While this rule typically applies to a plaintiff's underlying criminal judgment, it equally applies to decisions denying release to parole. See, e.g., Thompson v. Tex. Parole & Pardons, No. 3:20-cv-848-K-BK, 2020 WL 7327989, at *2 (N.D. Tex. Sept. 25, 2020) (“The Heck bar also applies to claims for damages related to constitutional violations stemming from parole revocation proceedings, as well as claims for declaratory and injunctive relief. In the case of parole revocation, the Section 1983 action is subject to dismissal under Heck absent a showing that the confinement resulting from the parole revocation has been invalidated by a state or federal courts. Therefore, unless and until [the plaintiff's] parole revocation is called into question by[, for example, ] a federal writ of habeas corpus, [he] cannot maintain a civil action for damages, declaratory or injunctive relief that essentially seeks to undermine his parole revocation.” (citing Wilkinson v.
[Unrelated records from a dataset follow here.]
PR #595, opened 2026-02-13
fix(mcp-http): keep streamable sessions alive on GET

yamachu:
## Summary
- Keep StreamableHTTP sessions alive by refreshing access time on GET /mcp when a session ID is provided.
- Return 404 for missing StreamableHTTP sessions to avoid SSE fallback and session churn.
- Reduces repeated reconnect loops observed with MCP client tools.

## Reproduction
- Start the MCP server in HTTP (streamable) mode.
- Connect from an MCP client(e.g. n8n AI Agent MCP Client) that uses StreamableHTTP.
- Wait 5–10 minutes to confirm the session does not churn.
- Observe repeated GET /mcp calls and frequent session churn.

### DIFF
--- a/src/http-server-single-session.ts
+++ b/src/http-server-single-session.ts
@@ -1065,6 +1065,9 @@ export class SingleSessionHTTPServer {
       const sessionId = req.headers['mcp-session-id'] as string | undefined;
       const existingTransport = sessionId ? this.transports[sessionId] : undefined;
       if (existingTransport && existingTransport instanceof StreamableHTTPServerTransport) {
+        // Refresh lastAccess so the idle-session reaper does not prune a client
+        // that is holding a long-lived GET stream without POST.
+        this.updateSessionAccess(sessionId!);
         // Let the StreamableHTTPServerTransport handle the GET request
         try {
           await existingTransport.handleRequest(req, res, undefined);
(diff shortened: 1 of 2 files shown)


czlonkowski:
Thanks @yamachu — this is a real bug and the fix is the right idea. Verified against current `main`: the `GET /mcp` handler still does **not** call `updateSessionAccess` (only the POST path does), while the idle-session reaper (`SESSION_TIMEOUT_MINUTES`, default 30m) actively prunes by `lastAccess` — so a client holding a long-lived StreamableHTTP GET stream without POSTing can indeed get reaped, causing the reconnect loops you're seeing. The keepalive is genuinely useful and not yet in main.

It can't merge as-is, though — the branch is ~165 commits behind and the `GET /mcp` hunk conflicts hard. The handler was refactored (shared `authenticateRequest`, an `existingTransport instanceof StreamableHTTPServerTransport` guard, an SSE-redirect fallback, and an `N8N_MODE` branch), so the `if (transport) {...} else { 404 }` shape no longer applies. Could you:

1. **Rebase onto current `main`.**
2. **Re-express the keepalive** by adding `this.updateSessionAccess(sessionId)` inside the existing `if (existingTransport && existingTransport instanceof StreamableHTTPServerTransport)` block, before `handleRequest`. That's the high-value, low-risk part.
3. **Reconcile the 404-on-unknown-session** behavior with main's newer fallbacks — a stale `mcp-session-id` should still be able to reach the SSE-redirect / `N8N_MODE` paths, so the 404 should only fire for non-SSE, non-n8n GETs (or be dropped if it interferes).
4. **Add a unit test** in `tests/unit/http-server-session-management.test.ts` asserting GET refreshes `lastAccess` and that an unknown session returns the intended status.

Happy to re-review once it's rebased — the keepalive line alone would be an easy merge.

yamachu:
Thank you for the detailed review!

Rather than rebasing the original branch, I created a new branch from the current main and re-expressed the changes there.

One note on the tests: asserting that `lastAccess` is refreshed required `Object.setPrototypeOf` to make the injected transport pass the `instanceof StreamableHTTPServerTransport` check. The existing mock uses `vi.fn() + return plainObject`, which breaks `instanceof`, so this was necessary to enter the keepalive branch. It's a bit of a workaround, but it's isolated to that one test.

PR #607, opened 2026-02-20
fix: preprocess JSON string params in Zod schemas for MCP compatibility

Yanndotai:
## Summary
- Some MCP clients (e.g. Claude Code) serialize array and object tool parameters as JSON strings instead of native JavaScript types
- This causes Zod validation to fail with `Expected array, received string` on `n8n_update_partial_workflow`, `n8n_update_full_workflow`, and `n8n_create_workflow`
- Added `z.preprocess()` wrappers that transparently parse JSON strings back to arrays/objects before validation, while leaving native types untouched

## Affected schemas
- `workflowDiffSchema` → `operations` field
- `createWorkflowSchema` → `nodes`, `connections` fields
- `updateWorkflowSchema` → `nodes`, `connections`, `settings` fields

## How it works
```typescript
const jsonArrayPreprocess = (val: unknown): unknown => {
  if (typeof val === 'string') {
    try { const parsed = JSON.parse(val); if (Array.isArray(parsed)) return parsed; } catch {}
  }
  return val;
};

// Before: fails when MCP client sends string
operations: z.array(z.object({...}))

// After: transparently handles both string and native array
operations: z.preprocess(jsonArrayPreprocess, z.array(z.object({...})))
```

## Test plan
- [x] TypeScript build passes with no errors
- [x] Tested with Claude Code MCP client: `n8n_update_partial_workflow` now accepts `operations` as JSON string
- [x] Tested with Claude Code MCP client: `n8n_update_full_workflow` now accepts `nodes` and `connections` as JSON strings
- [x] Native array/object parameters continue to work unchanged (preprocess is a no-op for non-string values)


diborque2733:
Hi @Yanndotai, thanks for opening this. Heads-up that the underlying compatibility issue this PR was addressing is now fixed on `main` via #727 / v2.47.8 (merged 2026-04-14):

> **fix: parse JSON-stringified workflow params in MCP schemas** — Wraps `nodes`, `connections`, and `settings` in `createWorkflowSchema` and `updateWorkflowSchema` (and `tags` in `listWorkflowsSchema`) with `z.preprocess(tryParseJson, ...)`. This mirrors the prior fix for `n8n_update_partial_workflow`'s `operations` parameter from #611/#600.

Combined with the earlier `tryParseJson` rollout for `n8n_update_partial_workflow`, the `JSON-string-instead-of-array` serialization from VS Code + GitHub Copilot and similar MCP clients is now handled across all affected workflow endpoints.

The branch here has also gone into `CONFLICTING` state against `main` after the v2.47.x series of validator and schema changes.

If v2.47.8 does not cover a case you still see broken, please leave a minimal repro and I'll take another look — but otherwise this PR can likely be closed as superseded. I'll defer closing to you in case there's context I'm missing.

Dotson, 544 U.S. 74, 81-82 (2005); McGrew v. Bd. of Pardons & Paroles Div., 47 F.3d 158, 161 (5th Cir. 1995) (per curiam); Almendarez v. Huddleston, 434 Fed.Appx. 397, 397-98 (5th Cir. 2011) (per curiam))).
Courts often refer to a claim subject to this rule as being Heck barred. But, more accurately, a claim subject to the rule in Heck has yet to accrue. See Colvin, 2 F.4th at 498-99 (Heck “based its holding on the ‘hoary principle that civil tort actions are not appropriate vehicles for challenging the validity of outstanding criminal judgments,' and analyzed when and how a § 1983 cause of action accrues.” (footnote omitted)); see, e.g., Cook v. City of Tyler, Tex., 974 F.3d 537, 538-39 (5th Cir. 2020) (per curiam) (“Plaintiff filed this § 1983 claim to recover damages suffered from a series of alleged wrongful prosecutions, convictions, and imprisonment. But because Cook's conviction has yet to be formally terminated in his favor, his causes of action concerning serious official misconduct have not yet accrued and will not begin to accrue until the Texas Court of Criminal Appeals ... vacates his conviction and the State dismisses the indictment against him.” (citation and footnote omitted)).
In sum, because success on Collins's civil allegations would necessarily implicate the validity of a parole proceeding that has yet to terminate in his favor, the civil claims have yet to accrue and should be dismissed as frivolous at this time.
Recommendation
The Court should dismiss this action without prejudice because Plaintiff Leo P. Collins's civil claims are currently subject to the rule announced in Heck v. Humphrey, 512 U.S. 477 (1994).
A copy of these findings, conclusions, and recommendation shall be served on all parties in the manner provided by law. Any party who objects to any part of these findings, conclusions, and recommendation must file specific written objections within 14 days after being served with a copy. See 28 U.S.C. § 636(b)(1); FED. R. CIV. P. 72(b). In order to be specific, an objection must identify the specific finding or recommendation to which objection is made, state the basis for the objection, and specify the place in the magistrate judge's findings, conclusions, and recommendation where the disputed determination is found. An objection that merely incorporates by reference or refers to the briefing before the magistrate judge is not specific. Failure to file specific written objections will bar the aggrieved party from appealing the factual findings and legal conclusions of the magistrate judge that are accepted or adopted by the district court, except upon grounds of plain error. See Douglass v. United Servs. Auto. Ass'n, 79 F.3d 1415, 1417 (5th Cir. 1996).